According to the US Securities and Exchange Commission, they used social media platforms Discord and Twitter to manipulate exchange-traded stocks.

Seven defendants allegedly bought specific shares and then asked their followers to buy those stocks. Also, one reportedly co-hosted a podcast to facilitate their scheme and profited from it.

How did the social media influencers operate their scheme?

This represents the authorities charging social influencers for a pump-and-dump scheme.

Photo Credit: news.stv.tv

The first seven online influencers reportedly posted their price targets for spot trading. Specifically, that is a stock trading method that involves buying or selling a stock once it reaches an exact price.

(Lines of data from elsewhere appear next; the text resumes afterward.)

PR #1107, opened 2021-08-05
sci-mathematics/flocq: EAPI bump, add multiprocessing to remake

lucasmitrak:
* EAPI bump from 7 to 8
* Add multiprocessing to remake using the $(makeopts_jobs) variable

Currently, sci-mathematics/flocq does not have multiprocessing even
though the homepage [1] states this is available. This is done by
adding --jobs=$(makeopts_jobs) to remake. the makeopts_jobs
variable comes from the multiprocessing eclass.

[1] http://flocq.gforge.inria.fr/

### DIFF
--- a/sci-mathematics/flocq/flocq-3.4.0.ebuild
+++ b/sci-mathematics/flocq/flocq-3.4.0.ebuild
@@ -1,7 +1,9 @@
 # Copyright 1999-2021 Gentoo Authors
 # Distributed under the terms of the GNU General Public License v2
 
-EAPI=7
+EAPI=8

Also, they suggested that they were buying, holding, or adding to their stock positions. In other words, they were likely engaged in derivatives trading.

 

It is another stock trading method that involves borrowing shares to profit from their price increase or decrease.

As more people buy the stocks, their prices increase. According to the SEC, the influencers sold their stocks and closed their positions to secure profits.

Unfortunately, they did not inform their followers beforehand. Here are the names of these influencers: 

  1. Perry Matlock (@PJ_Matlock)
  2. Edward Constantin (@MrZackMorris)
  3. Thomas Cooperman (@ohheytommy)
  4. Gary Deel (@notoriousalerts)
  5. Mitchell Hennessey (@Hugh_Henne)
  6. Stefan Hrvatin (@LadeBackk)
  7. John Rybarczyk (@Ultra_Calls)

The SEC also lists an eighth defendant named Daniel Knight, known as @DipDeity on Twitter. 

He allegedly aided the seven influencers by co-hosting a podcast where he promoted them as expert traders. Also, he provided them with a forum for their manipulative statements.

The SEC said that Knight also traded along with the other influencers and earned profits from their scheme.

The SEC complaint “seeks permanent injunctions, disgorgement, prejudgement interest, and civil penalties against each defendant, as well as a penny stock bar against Hrvatin.”

Moreover, the Department of Justice’s Fraud Section and the US Attorney’s Office for the Southern District of Texas filed a parallel action against the eight individuals.

The SEC filed a complaint in the US District Court for the Southern District of Texas in response. At the time of writing, the institution is still investigating the issue.

Conclusion

SEC authorities charge online influencers in a $100 million stock manipulation scheme. They allegedly used Discord and Twitter to encourage followers to buy specific stocks to increase their value.

Then, the influencers sold their shares without the followers knowing. Joseph Sansone, Chief of the SEC Enforcement Division’s Market Abuse Unit, had a few words about the issue:

“Today’s action exposes the true motivation of these alleged fraudsters and serves as another warning that investors should be wary of unsolicited advice they encounter online.”